# just landed look



## MaidenScotland (Jun 6, 2009)

I must have that just landed look.. came out of mass and stopped a taxi (as my driver is on holiday) gave the taxi driver my address, he repeated it and in I popped, was busy day dreaming when I looked up and saw him taking me on a tour of Mohandiseen and when I asked him where he was going he said that he was sorry but he forgot.. anyway I directed to my house and paid him 8 pound.. it said on the meter 12 le but from church to my door is 5le sometimes 5.25 and I usually just give 10LE. 

I am waiting for the police to come and knock on the door as he was screaming that he was going to the police and I was a thief, I told the boab to send the police up when they come lol


----------



## Jamjoom (Aug 18, 2012)

He wont call the police.
and definitely dont give more that you think you owe.
and the more arabic you speak the better.


----------



## MaidenScotland (Jun 6, 2009)

Jamjoom said:


> He wont call the police.
> and definitely dont give more that you think you owe.
> and the more arabic you speak the better.




I know he wont, just pointing out how once again a foreign is taken for a rich fool who needs their money taken off them,


----------



## txlstewart (Jun 20, 2010)

I thinks it's hilarious that jamjoom thinks Maiden doesn't know how to handle herself here...too, too funny! 

Sent from my iPhone using ExpatForum


----------



## Lanason (Sep 1, 2009)

txlstewart said:


> I thinks it's hilarious that jamjoom thinks Maiden doesn't know how to handle herself here...too, too funny!
> 
> Sent from my iPhone using ExpatForum


Those 'Meri...cans :eyebrows::eyebrows::eyebrows:

Youuuu aaalllll 

don't you just love it


----------



## Jamjoom (Aug 18, 2012)

I dont know if she can or cant.
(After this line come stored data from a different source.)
PR #2932, opened 2024-06-20
Fix estimate info for zip datasets

lhoestq:
I simply had to track metadata reads only once to fix the estimator.

(otherwise every file opened in a zip archive triggers an additional read of the metadata with the central directory of the zip file that prevents the estimator from converging)

ex: locally and on only 100MB of parquet conversion (prod is 5GB), it estimates 47871 examples on https://huggingface.co/datasets/datasets-maintainers/test_many_zip_with_images_MSCOCO_zip (true value is exactly 50k)

Unrelared, but I noticed that parquet conversion of zip files is super slooooooowww, we'll have to improve that at one point because it can surely take more than 40min to run. When tested in prod, an error happens before that though (JobManagerCrashedError) which suggests a termination by kubernetes.

### DIFF
--- a/services/worker/src/worker/job_runners/config/parquet_and_info.py
+++ b/services/worker/src/worker/job_runners/config/parquet_and_info.py
@@ -879,15 +879,22 @@ def get_urlpaths_in_gen_kwargs(gen_kwargs: dict[str, Any]) -> list[str]:
     shards = max(lists, key=len)
     urlpaths: set[str] = set()
     for shard in shards:
+        # Standard list of shards [data0.json, data1.json, ...]
         if isinstance(shard, str):
             urlpaths.add(shard.split("::")[-1])
-        if shard and isinstance(shard, tuple):
+        # Each item can also be an iterator
+        # (typically used in builders that support iterating on extracted zip files)
+        elif isinstance(shard, FilesIterable):
+            urlpaths.update(item.split("::")[-1] for item in shard)
+        # ImageFolder / AudioFolder list of shards
+        # Each item is a tuple like (optional original file, downloaded file)
+        elif shard and isinstance(shard, tuple):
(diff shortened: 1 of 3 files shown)


services/worker/tests/job_runners/config/test_parquet_and_info.py
```diff
@@ -1045,6 +1045,8 @@ def test_track_reads_zip_file(text_file: str, zip_file: str) -> None:
             open(text_file, "rb") as uncompressed_f,
         ):
             expected_output_size = len(uncompressed_f.read())
+            tracker.files["file://" + zip_file]["read"] > 0  # open does read metadata
```
severo, line 1048:
```suggestion
            assert tracker.files["file://" + zip_file]["read"] > 0  # open does read metadata
```

?

services/worker/src/worker/job_runners/config/parquet_and_info.py
```diff
@@ -880,6 +881,11 @@ def get_urlpaths_in_gen_kwargs(gen_kwargs: dict[str, Any]) -> list[str]:
     for shard in shards:
         if isinstance(shard, str):
             urlpaths.add(shard.split("::")[-1])
+        if shard and isinstance(shard, tuple):
+            if isinstance(shard[-1], FilesIterable):
```
severo, line 885: maybe a comment at least (or a test, at most) to give an example for each case

severo (approved):
again, very hard to review for me...

services/worker/src/worker/job_runners/config/parquet_and_info.py
lhoestq: I added comments as well as a test for every dataset builder and included normal data and zipped data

I dont know her LOL
starting with the basics LOL


----------



## Lanason (Sep 1, 2009)

Jamjoom said:


> I dont know if she can or cant. I dont know her LOL
> starting with the basics LOL


anyway whats your story - how did you end up in Cairo?


----------



## Jamjoom (Aug 18, 2012)

private business.
Work for an American company; Egyptian company is distributing our products. I am here to teach them more about our range of products and what they do.
SCADA Products for water and electricity plants.


----------



## MaidenScotland (Jun 6, 2009)

Jamjoom said:


> I dont know if she can or cant. I dont know her LOL
> starting with the basics LOL




I cope very well here thanks, although I do moan about it.. was only back 24 hours and was fighting with a neighbour who thought it was ok to have a workman cut marble and hammer at 11pm on Friday night.. soon put him straight


----------



## Jamjoom (Aug 18, 2012)

I guess you have good neighbors. LOL


----------



## Lanason (Sep 1, 2009)

MaidenScotland said:


> I cope very well here thanks, although I do moan about it.. was only back 24 hours and was fighting with a neighbour who thought it was ok to have a workman cut marble and hammer at 11pm on Friday night.. soon put him straight


you certainly have a more "eventful" living experience than me:eyebrows::eyebrows:


----------



## MaidenScotland (Jun 6, 2009)

Lanason said:


> you certainly have a more "eventful" living experience than me:eyebrows::eyebrows:




I live in a vibrant multicultural building, although I am the only westener


----------



## Lanason (Sep 1, 2009)

I live in an English Villa (union jack flying from my balcony #TeamGB) - next door Egyptian but England based landlord.

sweet - init

such different ways to live in Egypt


----------



## MaidenScotland (Jun 6, 2009)

Lanason said:


> I live in an English Villa (union jack flying from my balcony #TeamGB) - next door Egyptian but England based landlord.
> 
> sweet - init
> 
> such different ways to live in Egypt



I actually like where I live although if I had a choice it would be Zamalek or Maadi, Maadi just because most of my girlfriends live there and Zamalek as I like to wander around and I do miss the days when I used to walk to Zamalek everyday just for a cup of tea to sit and people watch.. 

My neighbours are, Kuwaiti, Egyptian, Saudi, Omani, Russian, Greek (now deceased) and a South American country that I can't recall. My immediate next door have been occupied in the last 3 years by someone from Hammas and that was good fun not. Iraqi and I have forgotten the other one. 

There was an old Saudi man and his family who used to invite me to afternoon tea every Friday after prayers.. sadly they left during the revolution and I have not seen them since.


----------



## haycj (Aug 28, 2012)

I like where I live, Madinaty, clean air, green but do feel isolated, no Expats found yet and will have to take Arabic lessons


----------



## mamasue (Oct 7, 2008)

I like where I live... because it's not in Egypt!!!
Great weather, mild winters, and a whole lot less hassle!!!


----------



## haycj (Aug 28, 2012)

mamasue said:


> I like where I live... because it's not in Egypt!!!
> Great weather, mild winters, and a whole lot less hassle!!!


I do miss the rain mind you


----------



## mamasue (Oct 7, 2008)

I really dont!!!


----------



## Siss (Jun 9, 2009)

MaidenScotland said:


> I know he wont, just pointing out how once again a foreign is taken for a rich fool who needs their money taken off them,


Beeing greeted in the street with "Hello Money,welcome to Egypt!" really says it all, doesn`t it!!!


----------



## Jamjoom (Aug 18, 2012)

It probably was honey but you misheard. LOOOL


----------